Copy every line of the records below where the word "Facebook" occurs.

BEGIN

PR #385, opened 2020-11-16
feat: add assertion about visibility/enabled status and waitFor methods for invisibility/staleness and text to be present or not

Gregcop1:
**assertions**
- feat: add assertion `assertSelectorIsDisabled`
- feat: add assertion `assertSelectorIsNotVisible`

**client waitFor methods**
- feat: add client method `waitForStaleness`  (element is removed from the DOM)
- feat: add client method `testWaitForInvisibility` (element disappears)
- feat: add client method `waitForElementToContain` (a text is inserted in element's content)
- feat: add client method `waitForElementToNotContain` (a text is removed from element's content)


README.md
```diff
@@ -125,8 +125,23 @@ class E2eTest extends PantherTestCase
         $client->request('GET', '/mypage');
 
         // Use any PHPUnit assertion, including the ones provided by Symfony
-        $this->assertPageTitleContains('My Title');
-        $this->assertSelectorTextContains('#main', 'My body');
+        self::assertPageTitleContains('My Title');
```
dunglas, line 128: We use `$this->` in Symfony: https://symfony.com/doc/current/testing/functional_tests_assertions.html

src/Client.php
```diff
@@ -524,7 +586,7 @@ public function getMouse(): WebDriverMouse
         return new WebDriverMouse($this->webDriver->getMouse(), $this);
     }
 
-    private function createWebDriverByFromLocator(string $locator): WebDriverBy
+    public static function createWebDriverByFromLocator(string $locator): WebDriverBy
```
dunglas, line 589: I would move this method to an internal trait or class instead. But marking it `@internal` is maybe enough.

src/WebDriver/WebDriverExpectedCondition.php
```diff
@@ -0,0 +1,45 @@
...
+     * @return static condition returns whether the partial text is present in the element
+     */
+    public static function elementTextNotContains(WebDriverBy $by, string $text)
+    {
+        return new static(
+            function (WebDriver $driver) use ($by, $text) {
+                try {
+                    $element_text = $driver->findElement($by)->getText();
+
+                    return false === mb_strpos($element_text, $text);
```
dunglas, line 38: Isn't `strpos` enough? Otherwise, we'll have to add `symfony/polyfill-mbstring` as dependency in case the extension isn't available. It's not a problem because it's already a dep of PHP WebDriver, but we must also list it to avoid transient dependencies.

src/WebDriver/WebDriverExpectedCondition.php
```diff
@@ -0,0 +1,45 @@
...
+declare(strict_types=1);
+
+namespace Symfony\Component\Panther\WebDriver;
+
+use Facebook\WebDriver\Exception\StaleElementReferenceException;
+use Facebook\WebDriver\WebDriver;
+use Facebook\WebDriver\WebDriverBy;
+use Facebook\WebDriver\WebDriverExpectedCondition as BaseWebDriverExpectedCondition;
+
+final class WebDriverExpectedCondition extends BaseWebDriverExpectedCondition
```
dunglas, line 21: Extending `BaseWebDriverExpectedCondition` isn't necessary, isn't it? Using composition is preferable.

tests/AssertionsTest.php
```diff
@@ -32,20 +32,26 @@ protected function setUp(): void
     public function testDomCrawlerAssertions(): void
     {
         self::createPantherClient()->request('GET', '/basic.html');
-        $this->assertSelectorExists('.p-1');
```
dunglas, line 35: These changes should be reverted for consistency with the rest of the Symfony codebase.

dunglas (changes requested):
Nice set of new assertions! Thank you for contributing this.

README.md
Gregcop1: Ok to change but can you explain me why this choice since those function are `static` ?

dunglas: It's historical IIRC.

dunglas (approved):

dunglas:
Thanks @Gregcop1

END

SOLUTION BELOW
+use Facebook\WebDriver\Exception\StaleElementReferenceException;
+use Facebook\WebDriver\WebDriver;
+use Facebook\WebDriver\WebDriverBy;
+use Facebook\WebDriver\WebDriverExpectedCondition as BaseWebDriverExpectedCondition;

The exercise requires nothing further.